Il Gioco del Mondo.16/Le stelle sono più buone delle carote

Domenica domenica alla laguna

 

Dovrei guardarmi attorno. Non è facile in una città che è un inganno di lustrini. Questa notte Julio avrebbe visto alberi dai rami di metallo accendersi di colori: verdi, gialli, rossi, porpora. Alberi della secessione viennese, nei viali di Managua, i taxisti ridono a denti stretti, Julio ha difficoltà a riconoscere la sua città. Non ha avuto il coraggio di fermare la macchina e allora si mette a scambiare parole assennate con l’uomo al volante. Era un presente nel quale si sentiva all’improvviso immerso e costretto, che altro potevi fare? Bisognava proseguire, farsene una ragione, il mondo era cambiato e ora il ragazzo gli diceva: ‘Nada, nada’. Non contava nulla il passato, forse nemmeno il presente e il futuro era un passaggio di frontiera. Il taxista rallentò alla rotonda del pugile. Julio gliene fu grato, stava cercando di sentirsi ancora una volta al di fuori del tempo degli altri.

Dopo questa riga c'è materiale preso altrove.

PR #1783, opened 2026-07-12
Scrollback backfill: instant attach, real scroll-up history

srid:
**Attach now paints only the recent screenful, and scrolling up loads the rest.** Today every cross-host switch (or page reload) replays kaval's *whole* 10,000-line mirror before the terminal is usable — the [W9 full-replay cost](https://kolu.dev/atlas/padi.html#w9). This ships the [ratified plan](https://kolu.dev/atlas/scrollback-backfill.html): attach with a **bounded** snapshot (~1,000 lines), then backfill older lines into the terminal's **own** scrollback as the user scrolls up — the same buffer, scrollbar, and select/copy/search, no pager. The view never jumps; the only tell is the scrollbar thumb shrinking. Backfilled history is real terminal content — colors, wraps, and wide chars survive, because the bytes are replayed through xterm's parser before they're spliced in.

### How a chunk travels

```
kaval mirror ─ getHistory(before,max) ─▶ VT chunk ─▶ scratch xterm (real parser)
   (10k RAM)      one new wire verb                        │  steal BufferLines
       ▲                                                   ▼
   onTrim ─▶ mirrorBaseLine          scrollbackBackfill.ts: splice into live buffer's
   (eviction origin)                 CircularList, shift ydisp/ybase/savedY by M,
                                     fire _onScroll + refresh — viewport doesn't move
```

### The seam is a guarantee, not a convention

The backfill cursor is an **absolute mirror-line index**, seeded from the attach snapshot's `topLine` and carried on every reply. New output always appends at the mirror *bottom*, so it can never shift the index of a line the client already holds — a fetch serves *strictly above* the client's content **regardless of how many live deltas are in flight during the fetch**. A `have`-from-bottom cursor cannot: it compares the server's produced-line count against the client's received count, which differ by exactly the in-flight lag. The eviction origin the cursor rides on is tracked off the mirror's `onTrim` (kaval's one internals reach, contract-pinned). Pinned by `ptyHostHistory.test.ts` → *"serves strictly ABOVE the cursor even as output appends"*: attach, fetch, append 100 lines, re-fetch — identical chunk, zero duplicate, zero missing.

> A **width change** (reflow shifts absolute row indices) pauses backfill until the next snapshot re-seeds — the already-loaded history reflows correctly; only *further* loading waits. Continuous-across-resize backfill needs a reflow-invariant cursor: a named follow-up, not a silent gap.

### The pieces

[...]

PR #1792, opened 2026-07-13
fix(surface): own the mirror per-key pumps + type the stdio close reason (#1719)

### LINKED ISSUE #1719: Intermittent unhandled AbortError on stdio-link teardown (padiBinding reconnect flake)
## Intermittent unhandled `AbortError` on stdio-link teardown (the `padiBinding` reconnect flake)

`packages/server/src/padiBinding.test.ts > "reconnects when padi dies"` intermittently fails on CI (linux, ~1 in N runs; passes on rerun + clean on darwin) with an **unhandled rejection**:

```
[AsyncIdQueue] Queue[N] was closed or aborted while waiting for pulling.  (AbortError)
❯ @orpc/shared AsyncIdQueue.close  (reject on a pending pull)
❯ @orpc/standard-server-peer ClientPeer.close
❯ LinkStdioClient.handleTransportClosed  packages/surface/src/links/stdio.ts
❯ Socket.<anonymous>  (write.on("error") / inbound end)
```

### Root cause (precise)

When the source transport dies, `LinkStdioClient.handleTransportClosed()` calls `peer.close()`. orpc's `ClientPeer.close()` → `AsyncIdQueue.close()` calls **`reject(new AbortError(...))` synchronously on every PENDING pull** (`@orpc/shared`, the `AsyncIdQueue.close` loop). Those rejections **deliver asynchronously** on whatever awaits the pull — so the **sync `try/catch` around `peer.close()` catches nothing useful** (`close()` schedules rejections; it does not throw for this case). The `cb1d43f55` fix ("swallow the expected close AbortError") was built on the **false premise that `close()` throws synchronously** — an in-PR wrong-premise fix.

The rejected error is a **fresh `AbortError`** (`"[AsyncIdQueue] ... closed or aborted while waiting for pulling."`), **NOT** the consumer's `signal.reason`. The single teardown-swallow contract, `isAbortReason(err, signal) = signal?.aborted === true && err === signal.reason` (`packages/surface/src/server.ts`), therefore returns **false** on a transport death (the signal is not aborted — nobody aborted it; the transport just dropped). So `iterateUntilAborted` **rethrows** it, and it propagates to the consumer of the parked pull.

### Consumer audit (why it's a rare race, not a deterministic leak)

Every mirror/relay/pump consumer of the source streams **IS guarded** against the rethrown transport-death `AbortError`:
- `guardUpstream` (mirror cells/events/streams): catches, **logs**, ends the loop cleanly.
- `mirrorCollection` per-key value pump (detached `void (async…)()`): `try/catch` logs a non-abort error, IIFE completes — no rejection.
- `relayHoldOpenStream` / `relayFailThroughStream` (surface-remote): catch, treat as a link blip / hold open (they use their own downstream `aborted()`, **not** `isAbortReason` — so a hold-open fix is unaffected by the contract).
- `pumpRemoteSurface` `cursor.next()`, `pollIdentity`, the liveness watchdog: all `.catch`-guarded.

So the intermittent unhandled rejection is a **rare teardown race in a consumer that could not be pinpointed by audit** — it needs the flaky integration test to actually flake (non-deterministic; 194/194 local passes) to capture the exact leaking `.next()` promise.

### What was done (deterministic mechanism repro)

A deterministic, 22ms repro of the **mechanism** at the link level: park an event-iterator `.next()` on a real orpc `stdioLink`, kill the link, capture `unhandledRejection` under explicit microtask control — RED with the exact `[AsyncIdQueue] … closed or aborted` message. (Reverted from the branch; reproduce by parking a `.next()` on the `stdio.test.ts` loopback harness and ending `pair.server.write`.)

### Fix hypotheses (deferred — need a faithful, fix-layer repro + validation)

1. **Broaden the teardown-swallow contract** so `iterateUntilAborted` also treats a transport-death `AbortError` (by class/name) as end-of-life, not just a `signal.reason` match. Low risk to hold-open (relayStream doesn't use `isAbortReason`); the server-side `projectSurface` use of it needs a careful look (masking a real server error). Validate with a mirror-over-real-orpc repro (kill the source mid-parked-pull, assert no unhandled rejection).
2. **Teardown ordering**: abort the consumer signal(s) BEFORE the transport `peer.close()`, so parked pulls reject with the expected `signal.reason` (swallowed) not the orpc `AbortError`. Harder — `peer.close()` is socket-event-driven, decoupled from the pump.

### Why deferred (bounded escape)

Per the review ruling: an **unvalidated shared-teardown change in `@kolu/surface`/`surface-remote`** (drishti-gated) is a guess, not a fix. The faithful fix-layer repro (surface-over-real-orpc-transport) is substantial harness work, and a broad `isAbortReason` change without it risks masking a real error. Tracked here with the full mechanism + repro so the fix can land properly (with the drishti-gate #90 pin-bump) rather than as a hurried guess.

The wrong-premise `cb1d43f55` comment is corrected in-branch to describe the actual (async-rejection) mechanism and reference this issue, so no false-premise code remains.

srid:
Fixes #1719 — the intermittent unhandled `AbortError` on stdio-link teardown (the `padiBinding` "reconnects when padi dies" flake). The availability follow-up W12's own disposition named; recurred on **#1712**, **#1764**, **#1783** (`unit@x86_64-linux`, same `handleTransportClosed` → `peer.close()` `AbortError`).

## Root cause

When the transport dies, `LinkStdioClient.handleTransportClosed()` calls orpc's `peer.close()`. With **no reason**, orpc's `AsyncIdQueue.close()` rejects every PENDING async-iterator pull with a **fresh, anonymous `AbortError`** ("[AsyncIdQueue] Queue[N] … closed or aborted while waiting for pulling."), delivered asynchronously. The one consumer that floats it is `mirrorCollection`'s **per-key value pump** (`mirrorRemoteSurface.ts`): a detached `void (async…)()` IIFE **never joined into the mirror's settle graph**, whose `ctl` is aborted only in the teardown `finally` — *after* `peer.close()` — and whose swallow predicate (`isAbortReason(err, ctl.signal)`) the fresh `AbortError` can never satisfy. `pumpRemoteSurface` builds the mirror with no signal, so nothing aborts the pulls first. `mirror.done` resolves and the pump loop advances while a pull is still parked → the pull rejects with no awaiter → float.

## The fix — two mechanism halves (owned/awaited/typed-cancelled, not swallowed)

**1. `mirrorCollection` OWNS its per-key pumps.** Each pump is tracked; the collection's `finally` aborts the ctls **first** (a still-parked pull then rejects with the swallowed `signal.reason`), **then** `allSettled`s the tracked pumps — so a pump's settle is always observed, regardless of whether the peer or the finally closed first (per the ruling's ordering note).

**2. The stdio link passes a TYPED close reason.** `peer.close({ reason: deadTransportError(SURFACE_STDIO_TRANSPORT_CLOSED, …) })` — so the one thing that can cross the stdio seam at close is that single owned, greppable `ORPCError` (the same non-retriable shape `call()` already throws on a dead link). Makes "an anonymous `AbortError` escapes the seam" unconstructible (AFP P4).

## Half 2 — the padi backstop (honest divergence, backstop not fix)

padi gains a process-level `unhandledRejection` handler that is **loud** (a greppable `padi-unhandled-rejection-boundary` marker + an optional health sink) but **never fatal** — an unidentified future float becomes a diagnosable log line, not a dead workspace daemon. Installed in `bin.ts`'s durable-daemon branch only (not the `--stdio` front, whose stdout is the wire; not `runPadiDaemon`, which tests boot in-process).

**The tension, stated honestly:** this **diverges** from kolu-server's deliberately-fatal `unhandledRejection` policy. A never-fatal global boundary *can* mask a genuinely-new bug. Mitigations: the log is loud + greppable (grep enumerates every float the backstop survived — each a missing source boundary to hunt), and **identified floats are still fixed at source** (halves 1–2 above). The boundary is the net under the fix, not a substitute.

## Evidence — both mechanism pins RED pre-fix (evidence transfers only within its class)

**Pin (i)** — `packages/surface/src/links/stdio.test.ts`: a pull parked at transport close rejects with the typed error, not an anonymous `AbortError`.
- RED on pre-fix: `AssertionError: expected AbortError: [AsyncIdQueue] Queue[1] was c… to be an instance of ORPCError`
- GREEN post-fix.

**Pin (ii)** — `packages/surface/src/mirrorPumpOwnership.test.ts`: `mirror.done` does not resolve while a per-key pump is unsettled.
- RED on pre-fix: `expected false to be true` (`pumpSettled` — the detached pump was abandoned).
- GREEN post-fix.

**Boundary pin** — `packages/padi/src/unhandledRejectionBoundary.test.ts`: an injected float logs loudly with the marker, reaches the health sink, and padi survives (`process.exit` spied, never called). GREEN.

**Suites:** `@kolu/surface` 323/323 · `@kolu/surface-remote` 152/152 · `@kolu/padi` 314/314 · `padiBinding.test.ts` 27/27 (×3 local). `just check` (tsc + biome) clean.

**Flake-class evidence (separate):** flaky-tracker row `reconnects when padi dies` (#1712/#1764/#1783) flips to *fixed* on merge — see the tracker update commit + the two-platform CI runs on the final SHA.

**drishti gate (shared surface):** GREEN. drishti's `packages/app/src/server/router.ts` consumes `pumpRemoteSurface`/`mirrorRemoteSurface`; my diff changes **zero** exported signatures/types, and drishti's full `typecheck` passes with my modified `mirrorRemoteSurface.ts` + `stdio.ts` overlaid onto its hydrated surface (baseline also green). Per `.claude/rules/surface.md`, a purely-internal behaviour change needs no drishti PR; drishti inherits the same float-fix.

## Scope

Framework-touching (`@kolu/surface` links/stdio + mirror) but **not** structural — no boundary moves, no API/type reshape. Direct PR, no `/be` (coordinator-agreed). srid merges.


srid:
## CI — two-platform GREEN on the exact final SHA `652a0e2d0`

`ci::default` seq 2, both lanes passed (every node exitCode 0):
- **x86_64-linux** @ `kolu-ci-1` (pu) — incl. **`ci::unit`** (the #1719 flake's own lane) + `ci::e2e`, all ok.
- **aarch64-darwin** @ `nix-infra@rasam` (swept clear pre-run, 0 orphans) — incl. `ci::unit` + `ci::e2e`, all ok.

Flake-class evidence: the `unit@x86_64-linux` lane that carried the `padiBinding` `AbortError` flake (#1712/#1764/#1783) is green on the fixed SHA. The flaky-tracker row flips to *fixed* on merge.

Issue #1175, opened 2026-05-08
[FEATURE] Investigate renames/merges for tools in the naming-convention exception list


kingpanther13:
### What would you like to see?

`AGENTS.md` documents 14 tools as accepted naming-convention exceptions — they don't fit the `ha_<verb>_<noun>` shape. After #943's doc-alignment PR (#1174), this issue tracks investigation of each: should it be renamed, merged with another tool, or kept as a permanent exception?

Discussion / triage issue. Nothing decided. All 14 tools listed; everything is up for debate.

**Tools currently in the exception list:**

- **`ha_restart`** — restarts HA.
- **`ha_reload_core`** — reloads HA core config.
- **`ha_check_config`** — validates HA config files for errors.
- **`ha_eval_template`** — evaluates a Jinja2 template against HA's template engine.
- **`ha_report_issue`** — files an issue back to the project.
- **`ha_import_blueprint`** — imports a blueprint YAML from a URL.
- **`ha_update_device`** — updates a device's name, area, disabled state, or labels.
- **`ha_read_file`** — reads a file from HA.
- **`ha_write_file`** — writes a file to HA.
- **`ha_deep_search`** — searches inside automation, script, helper, and dashboard configurations.
- **`ha_bulk_control`** — runs multiple device-control operations in one call, parallel or sequential.
- **`ha_backup_create`** — creates a backup.
- **`ha_backup_restore`** — restores a backup.
- **`ha_install_mcp_tools`** — installs MCP tools.

### Why do you need this?

Smaller exception list = simpler convention to enforce and explain. Some of these may have natural cleanups; others may genuinely not fit and should be acknowledged as permanent exceptions. The point of this issue is to settle which is which.

### Additional context

- Spawned from #943, fixed in #1174 (documentation only — that PR did not rename or remove anything).
- Renames are not breaking per AGENTS.md's definition (functionality preserved). Clients with cached tool lists will need to refresh after a rename.
- Each rename / merge would be its own PR if pursued.

---

**Addendum (2026-06-01):** This issue is partially out of date. Since it was filed, the exception list has shrunk from 14 → 11:

- `ha_update_device → ha_set_device` — renamed (#1444, merged)
- `ha_backup_create` / `ha_backup_restore` — consolidated into the polymorphic `ha_manage_backup` (merged); the dangling `ha_backup_list()` reference is resolved as a result
[...]

PR #1516, opened 2026-06-01
refactor: fold ha_check_config into ha_get_system_health include="config_check"

kingpanther13:
## What does this PR do?

Removes the standalone `ha_check_config` tool and folds its capability into
`ha_get_system_health` as a new `include="config_check"` section, shrinking the
naming-convention exception list (#1175) by one.

`ha_check_config` was a thin wrapper over `POST /config/core/check_config`. Its
two real trigger points are already automatic — `ha_restart` validates config
internally before restarting (unchanged), and the beta YAML-edit path runs a
post-edit check — so what remained was a standalone "is my config valid?" probe,
which is a health signal and belongs in `ha_get_system_health`.

This PR also hardens `ha_get_system_health`: when the caller requests a
REST-based section (`config_check` or `diagnostics`) and the `system_health/info`
WebSocket baseline is unavailable, the tool degrades gracefully — it returns the
REST section(s) with `baseline_available: false` plus a warning, and marks any
co-requested WS-backed sections (repairs/zha/zwave) with an `{error}` sub-dict
instead of sinking the whole call. A bare `ha_get_system_health()` or a WS-only
request still raises on a baseline failure (unchanged from master), since the
baseline itself is the deliverable. This keeps `config_check` as robust as the
pure-REST tool it replaces.

`ha_restart`'s internal config-validation safety guard is untouched (it calls
the REST client directly, not the tool).

**Migration:** `ha_check_config()` → `ha_get_system_health(include="config_check")`;
read `result["config_check"]["is_valid"]` (plus `result` / `errors`). The response
moves from top-level `{result, is_valid, errors}` to nested `result["config_check"]`,
and clients with a cached tools/list should re-list. Per AGENTS.md this is a
consolidation (functionality preserved), not a breaking change.

The generated catalogs (`site/src/data/tools.json`, README tool table,
`homeassistant-addon/DOCS.md`) are intentionally not hand-edited — `sync-tool-docs.yml`
regenerates them on merge.

## Type of change
- [x] 🔧 Maintenance/refactor

## Testing
- [ ] All automated tests pass (`uv run pytest`) — changed unit suites pass locally; the full suite + `@pytest.mark.system` e2e run on CI (Linux/Docker)

## Checklist

### DIFF
--- a/AGENTS.md
+++ b/AGENTS.md
@@ -514,7 +514,7 @@ src/ha_mcp/
 - `ha_config_<verb>_<noun>` — config-management tools (`ha_config_set_helper`, `ha_config_set_automation`, `ha_config_remove_automation`, `ha_config_delete_dashboard`)
 
 **Accepted exceptions**: A small set of tools name a single, distinct operation where forcing a `<verb>_<noun>` shape would read worse than the natural name. These are accepted as-is and should not be flagged:
-- `ha_restart`, `ha_reload_core`, `ha_check_config`, `ha_eval_template`
+- `ha_restart`, `ha_reload_core`, `ha_eval_template`
 - `ha_report_issue`, `ha_import_blueprint`
 - `ha_read_file`, `ha_write_file`, `ha_deep_search`, `ha_bulk_control`
 - `ha_install_mcp_tools`
--- a/docs/beta.md
+++ b/docs/beta.md
@@ -51,7 +51,7 @@ ignored unless the master is also true.
 
 This tool edits `configuration.yaml` and package files directly, bypassing Home Assistant's config-entry flow. It includes safeguards (backup before every edit, YAML validation, key allowlist, path traversal blocking, post-edit config check), but operators should be aware of the following:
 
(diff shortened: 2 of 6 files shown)


Patch76 (commented):
The folded `include="config_check"` path and the degrade-vs-raise split read correctly: REST-backed sections (`config_check` / `diagnostics`) survive a WebSocket-baseline failure with `baseline_available: false`, while a bare call or a WS-only request re-raises — both pinned by tests. The outer `except ToolError: raise` keeps the structured error from being remapped to `INTERNAL_ERROR`, `warnings` stays a top-level `list[str]` (the degraded result seeds it directly and the later appends use `setdefault`, so branches accumulate without clobbering), and extracting `_safe_disconnect` also closes the pre-existing socket leak when `system_health/info` stalls after the connection opens. The degradation matrix has thorough unit coverage.

One non-blocking observation: the inner `except ToolError` around `_fetch_health_info` relies on the invariant that the helper raises `ToolError` only for baseline-unavailable conditions — true at HEAD and documented in the comment. If a later edit ever raises a non-baseline `ToolError` from there, it would be degraded silently rather than surfaced; a dedicated baseline-unavailable exception would make that robust to future edits. Optional.

Patch76 (approved):
The consolidation is sound and the degradation matrix is well covered. Approving.

PR #1525, opened 2026-06-02
test(uat): log model and quantization in BAT story results

sergeykad:
## What does this PR do?

BAT story results recorded only the `agent` ("openai"/"claude"), not which model (or quantization) produced them. Agent behavior varies heavily by model, and the same base model at different quants behaves very differently, so historical `local/uat-results.jsonl` data could not be sliced by model/quant and `bat-story-eval` reports were ambiguous after the fact.

This adds two fields to every result record:
- `model`: threaded from the resolved/`--model` value (the inline openai path also stamps it into `test_phase`).
- `quantization`: best-effort, read from LM Studio's native `/api/v0/models` (the OpenAI-compatible `/v1/models` does not expose it). `None` for backends that don't provide it (Ollama, cloud).

`create_and_warm_openai_client` now returns the resolved quantization alongside the model. The `bat-story-eval` report gains Model + Quant columns.

Records written before this change have no `model`/`quantization` keys, so older rows remain model-ambiguous; only new runs carry them.

## Type of change
- [ ] 🐛 Bug fix
- [ ] ✨ New feature
- [ ] 📚 Documentation
- [ ] 🔧 Maintenance/refactor
- [x] 🧪 Tests only
- [ ] 💥 Breaking change

## Testing

Ran a discovery story against a local LM Studio model: passed, and the written record carries both `model` and `quantization` (auto-detected). Also verified the full resolve-to-record threading directly against the live endpoint without Docker. Unit tests in `test_run_story_record.py` cover both model and quantization sources (call-site arg and inline `test_phase`) plus the None defaults; 7 passed. Ran the touched module's unit tests and ruff locally; full e2e suite left to CI (BAT test-tooling, no `src/` impact).

## Checklist

### DIFF
--- a/.claude/skills/bat-story-eval/SKILL.md
+++ b/.claude/skills/bat-story-eval/SKILL.md
@@ -274,11 +274,19 @@ Skipped: s02, s04, s06-s12 (tools unchanged)
 
 ### Pre-built Story Results
 
+Read the `model` and `quantization` fields from each JSONL record (written by
+`run_story.py`) and state them. Results vary by model, so a report naming only
+the agent is ambiguous after the fact, and the same base model at different
+quants behaves very differently, so the quant matters too. Put them in the run
+header (single-model runs) and as columns.
+
 ```
-| Story | Agent  | Baseline | Target | Trend  | Baseline Tokens | Target Tokens | Delta |
-|-------|--------|----------|--------|--------|-----------------|---------------|-------|
-| s01   | gemini | pass     | pass   | stable | 36,262          | 34,100        | -6%   |
-| s03   | gemini | pass     | pass   | stable | 42,000          | 41,500        | -1%   |
+Run: agent=openai model=<model> quant=<quant>   (baseline <vX> vs HEAD)
+
+| Story | Agent  | Model   | Quant  | Baseline | Target | Trend  | Baseline Tokens | Target Tokens | Delta |
+|-------|--------|---------|--------|----------|--------|--------|-----------------|---------------|-------|
+| s01   | openai | <model> | <quant>| pass     | pass   | stable | ...             | ...           | ...   |
+| s03   | openai | <model> | <quant>| pass     | pass   | stable | ...             | ...           | ...   |
 ```
 
 ### Custom Story Details
--- a/.claude/skills/bat-story-eval/SKILL.md
+++ b/.claude/skills/bat-story-eval/SKILL.md
@@ -281,10 +281,10 @@ the agent is ambiguous after the fact. (Quant is `-` for cloud backends that
 don't expose it.)
 
 ```
-| Story | Agent  | Model   | Quant | Baseline | Target | Trend  | Baseline Tokens | Target Tokens | Delta |
-|-------|--------|---------|-------|----------|--------|--------|-----------------|---------------|-------|
-| s01   | gemini | <model> | -     | pass     | pass   | stable | 36,262          | 34,100        | -6%   |
-| s03   | gemini | <model> | -     | pass     | pass   | stable | 42,000          | 41,500        | -1%   |
+| Story | Agent  | Model         | Quant | Baseline | Target | Trend  | Baseline Tokens | Target Tokens | Delta |
+|-------|--------|---------------|-------|----------|--------|--------|-----------------|---------------|-------|
+| s01   | gemini | gemini-2.5-pro| -     | pass     | pass   | stable | 36,262          | 34,100        | -6%   |
+| s03   | gemini | gemini-2.5-pro| -     | pass     | pass   | stable | 42,000          | 41,500        | -1%   |
 ```
 
 ### Custom Story Details
--- a/.claude/skills/bat-story-eval/SKILL.md
+++ b/.claude/skills/bat-story-eval/SKILL.md
@@ -274,19 +274,17 @@ Skipped: s02, s04, s06-s12 (tools unchanged)
 
 ### Pre-built Story Results
 
-Read the `model` and `quantization` fields from each JSONL record (written by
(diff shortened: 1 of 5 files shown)


kingpanther13 (changes requested):
Thanks for this — recording model + quantization per BAT result closes a real gap, and the threading is clean. A few changes before merge; none are large.

## Please address

**1. SKILL.md example is misleading for gemini** — `.claude/skills/bat-story-eval/SKILL.md:286-287`
The example row shows `gemini | gemini-2.5-pro`, but `model` for subprocess agents (gemini/claude) is only recorded when `--model` is passed explicitly. With a bare `--agents gemini`, `resolved_model` stays `None`, the subprocess summary carries no `model` key, and the column renders blank/`-`, not `gemini-2.5-pro`. Either switch the example to a local/openai run where `model` auto-resolves via `detect_model`, or add a one-line caveat that subprocess agents only record `model` when `--model` is supplied.

**2. Add unit coverage for `detect_quantization`** — `tests/uat/openai_agent.py:76-101`
This is the only new branchy logic (URL derivation `rsplit("/v1",1)[0]`, JSON traversal, no-match → None, error → None) and currently has no tests. `detect_model` already has `TestDetectModel` in `tests/uat/test_openai_agent.py` to mirror, and `httpx` is already a dependency, so a `TestDetectQuantization` using `httpx.MockTransport` is cheap. Suggested assertions: request hits `…/api/v0/models` (with `/v1` stripped, no double slash); happy-path match returns the quant; no matching id → None; matched entry without a `quantization` key → None; transport error / 5xx → None (this last one pins the "never fatal" contract the call sites depend on).

**3. Add the missing precedence test** — `tests/uat/stories/test_run_story_record.py`
The new tests cover three of the four states of `model or test_phase.get("model")`, but not "both present, explicit arg wins" — the case that pins the OR's order and occurs live on the inline path (both operands populated). One test closes it:
```python
def test_model_call_site_arg_wins_over_test_phase(tmp_path):
    record = _write_and_read(tmp_path, {"model": "phase-model"}, model="arg-model")
    assert record["model"] == "arg-model"
```

## Minor

**4. Logging level for failed quant detection** — `tests/uat/openai_agent.py:99-101`
A misconfigured LM Studio (2xx but model absent, or a transient 5xx) degrades to `quantization: null` indistinguishably from the expected "Ollama/cloud doesn't expose it" case, all at `debug`. Consider warning once only when the endpoint looks like an LM Studio that should have answered, keeping the expected not-present case at `debug`. It runs once per agent run, so the noise cost is low.

**5. Tighten the quant rationale in SKILL.md** — `.claude/skills/bat-story-eval/SKILL.md:280-281`
For gemini, quant is `-` because `detect_quantization` never runs on the subprocess path, not because "the backend doesn't expose it." The displayed value is correct; the explanation is loose.

**6. Reword a test docstring** — `tests/uat/stories/test_run_story_record.py:61`
`test_model_from_call_site_param`'s "(subprocess agents)" attribution is misleading — the only caller passing an explicit `model=` is the inline path. Reword to document the unit under test, e.g. "An explicit `model=` argument lands in the record."

---

What's solid: the 3-tuple threading is complete (both call sites updated, return type annotated), always-present `model`/`quantization` keys are the right call for sliceable analytics, and the best-effort design of `detect_quantization` (narrow purpose, 5s timeout, broad-except + debug, `None` fallback) matches the project's convention.

sergeykad:
Addressed in ef844fbb:

1. Model is now recorded for claude — extracted from the session file (`message.model`), so a bare `--agents claude` records the resolved id (e.g. `claude-sonnet-4-6`) instead of blank. SKILL.md example switched to claude. Gemini is left out: it gets no `--model` flag and exposes no model id in a stable field, so reliable recording isn't feasible here.
2. Added `TestDetectQuantization` covering the `/v1`-stripped URL (no double slash), happy match, no matching id, matched-entry-without-quant, transport error, and 5xx. The last two pin the never-fatal None contract. Added a matching malformed-session test for `_extract_model`, which has the same contract and is called inline in the record write.
3. Added `test_model_call_site_arg_wins_over_test_phase` pinning the OR precedence (both operands populated on the inline path).
6. Reworded the docstring to describe the unit rather than attribute it to subprocess agents.

Not changing:

4. Keeping debug-level. Telling "an LM Studio that should have answered" apart from a backend that never exposes quant (Ollama/cloud) needs backend-type inference that isn't reliable from `base_url`, so warn would fire on every expected-None run. None + debug is the intended best-effort contract.
5. "Quant is `-` for cloud backends that don't expose it" is accurate: claude/gemini are cloud models with no quantization to expose, independent of the code path. With the example now on claude, it reads correctly.

kingpanther13 (approved):
Thanks for the thorough turnaround — re-reviewed at `fe07017`.

Findings 1, 2, 3, 6 are resolved:
- **#1:** `_extract_model` pulling `message.model` from the claude session file is a better fix than the doc tweak I suggested — a bare `--agents claude` run now records the real id, and the SKILL.md example matches. Leaving gemini out (no `--model`, no stable model-id field) is a reasonable, well-documented call.
- **#2:** `TestDetectQuantization` pins the `/v1`-stripped URL, happy match, no-match, no-quant-key, transport error, and 5xx — the never-fatal None contract is locked in. The matching malformed-session test for `_extract_model` is a good add.
- **#3:** precedence test added.
- **#6:** docstring reworded to describe the unit under test.

Findings 4 and 5 were Minor/optional; your rationale for keeping `debug`-level (backend-type inference isn't reliable from `base_url`, so a `warn` would fire on every expected-None run) and for the quant wording both hold. No objection.

CI is green (unit, ruff, mypy, e2e). Approving.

‘Guarda, gli disse la cameriera a cui aveva chiesto un succo che sapeva essere dolcissimo, gli dispiace che tu sia tornato e gli dispiace che lei abbia atteso, lui sperava che fosse rimasta per un’altra ragione, per un altro uomo’. E’ un penepolismo esacerbato, insomma. Sì, questa era una notte strana. Fece per andare a dormire, si mise invece a seguire la voce della ragazze o l’abbaio del cane. Si mise a ricordare, la giovane donna dai jeans stetti aveva le dita sporche di rimasugli di carota e a lui non piacevano le carote; cercò di regolare l’acqua calda, non gli riuscì andò a cercare un uomo di fiducia e proprio perché era onesto l’uomo dovette ammettere: ‘I problemi sono come gli scaldabagni Primus, tutto va bene finché non scoppiano’. E non si mosse, indicò un cestino e disse ancora: ‘Le stelle cadono in quel cestino, potresti pelarle e mangiartele’. Le stelle sono senz’altro più buone della carote.

La macchina lo lasciò all’esquina. Non si vedeva niente, avevano spento gli alberi, cercò di guardarlo da buio a buio, e vide una piccola fonte luminosa. Una lucciola, forse? Un oggetto fluorescente uscì da quel punto oscuro. A quell’ora di notte era ammettere la paura. E perché non doveva ammetterla? Era lì, lo aspettava, né minacciosa, né invadente, stava solo lì e un po’ si strusciava alla sua pancia come a chiedere perdono. Entrò la padrona dell’hostal, il tempo diventa presente e lei strappa la ragnatela delle ore fonde della notte a manate di giornale radio. Julio appallottolò il foglio, non serviva più, capì che l’arte era lui e non se ne stupì, si sedette sul pancale di una barca ancorata al legno di un pilone. Pensò, mentre mi avvicinavo, ‘Non mi sono gettato giù’. E subito dopo: ‘Non può durare sempre’. E invece sì, disse Julio fra i suoi denti e il suo cuore. E si alzò.

 

(43-45. Letto sul bus da San Carlos a Managua, con il ragazzino che vende enchilladas che sguscia fra gambe e culi. Scritto nella veranda della casa di Sonia y Eduardo, mentre un ragazzo con baffi ottocenteschi, tutto sudato, appare cercando uno scialle che abbiamo lasciato qui un anno fa. Talismani?)